• **Task to carry out**:
Pull every line that holds the word "https" from the entries.

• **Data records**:
PR #398, opened 2021-12-14
Clippy & rustfmt file preliminary list

mrLSD:
# Clippy & rustfmt file preliminary list

Inroduce `.rustfmt.toml`, `.clippy.toml` files with preliminary configuration list options.

## Documenattion

* https://rust-lang.github.io/rustfmt/
* https://github.com/rust-lang/rustfmt
* https://github.com/rust-lang/rust-clippy
* https://rust-lang.github.io/rust-clippy/master/index.html


joshuajbouw:
Can you please split this into two PRs? That way we know which is changing what.

joshuajbouw:
My method for coming up with the list below is purely ones that will limit panics we may encounter, as well as those that help us attain better code quality.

• **Solution to this exercise**:
* https://rust-lang.github.io/rustfmt/
* https://github.com/rust-lang/rustfmt
* https://github.com/rust-lang/rust-clippy
* https://rust-lang.github.io/rust-clippy/master/index.html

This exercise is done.